A good article in today's Globe & Mail accompanied by a good interpretation by Garth Turner at his blog. The Fox News-style title pretty much sums it up.
The story uncovers how Harper's neo-con ideology, i.e. if it's American, it's gotta be good for Canada, along with Flaherty's legendary incompetence combined to subvert Canada's housing market. What they did is something they'd had in mind well before they defeated the Martin government - the zero-down, 40-year term mortgage. They made sure it was in their very first budget in 2006.
"New mortgage borrowers signed up for an estimated $56-billion of risky 40-year mortgages, more than half of the total new mortgages approved by banks, trust companies and other lenders during that time, according to banking and insurance sources. Those sources estimated that 10 per cent of the mortgages, worth about $10-billion, were taken out with no money down.
The mushrooming of a Canadian version of subprime mortgages has gone largely unnoticed. The Conservative government finally banned the practice last summer, after repeated warnings from frustrated senior officials and bankers that the country's financial system was being exposed to far too much risk as the housing market weakened."
In keeping with their standard Karl Rovian practice, Flaherty praises the Harper government for banning these toxic mortgages while conveniently omitting that they were his idea, his creation in the first place.
At the time, Mr. Flaherty announced that the government was opening up the market to more private insurers.
"These changes will result in greater choice and innovation in the market for mortgage insurance, benefiting consumers and promoting home ownership," Mr. Flaherty said.

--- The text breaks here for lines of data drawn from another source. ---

PR #173, opened 2026-08-25
Deliver spoken pairing-code digits as server-supplied audio pack

arturpragacz:
Deliver spoken pairing-code digits as server-supplied audio pack.

Speaker clients no longer need bundled voice assets. In the dynamic audio pairing flow the server supplies a pack of ten short clips, one per digit, in a language of its choosing, and the client plays them in pairing code order.

- Client advertises `digit_audio` in its `dynamic_pairing_code` descriptor: accepted `formats` (codec, sample rate, bit depth) and `max_bytes`.
- Server picks the format, announces it as `digit_audio` in the pairing `server/activate`.
- New binary message type `2`: one clip per message, ten in ascending order. Clips are mono, at most 2 seconds each.
- `languages` moves from the pairing activation to `server/hello` as a general operator-language hint.

Needs #172 merged first.


messaging.md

The new rules encouraged the entry of U.S. players such as American International Group [you may know them as AIG, the outfit that got a quarter-trillion dollar bailout from Washington]- the world's largest insurance company - and Triad Guarantee Inc. of Winston-Salem, N.C. Former Triad chief executive officer Mark Tonnesen, who spearheaded his company's aborted push into Canada, said the proliferation of high-risk mortgages could have been mitigated if Ottawa had been more watchful.
"There was a lack of regulation around the expansion of increased risk," he said.'
Garth Turner warns we'll all pay the price of the Harper/Flaherty ideology over the next year or two:
"One year ago, in December 2007, I sat and wrote the book, “Greater Fool” which spelled out in detail my problem with these Canadian subprime mortgages, and predicted the outcome – a US-style real estate contagion which would sweep Canada. Unfortunately, I was right. It is now infecting every city. It will grow more virulent as the economy weakens and unemployment spreads. By the time the real estate market bottom in perhaps a year, maybe longer, values will have dropped by up to a third more."
I have my own take on this, one honed during the years I practised bankruptcy law. I've seen this story far too many times - a newly married couple wanting to start their family, a rising real estate market, real desperation to get a house for the kids to come. With the best of intentions (who intends their own financial ruin?) they find a house that they can afford but just barely. They take the plunge hoping that the market won't falter, that neither of them will lose their job, that they'll somehow hold on until their incomes grow and their debtload lightens.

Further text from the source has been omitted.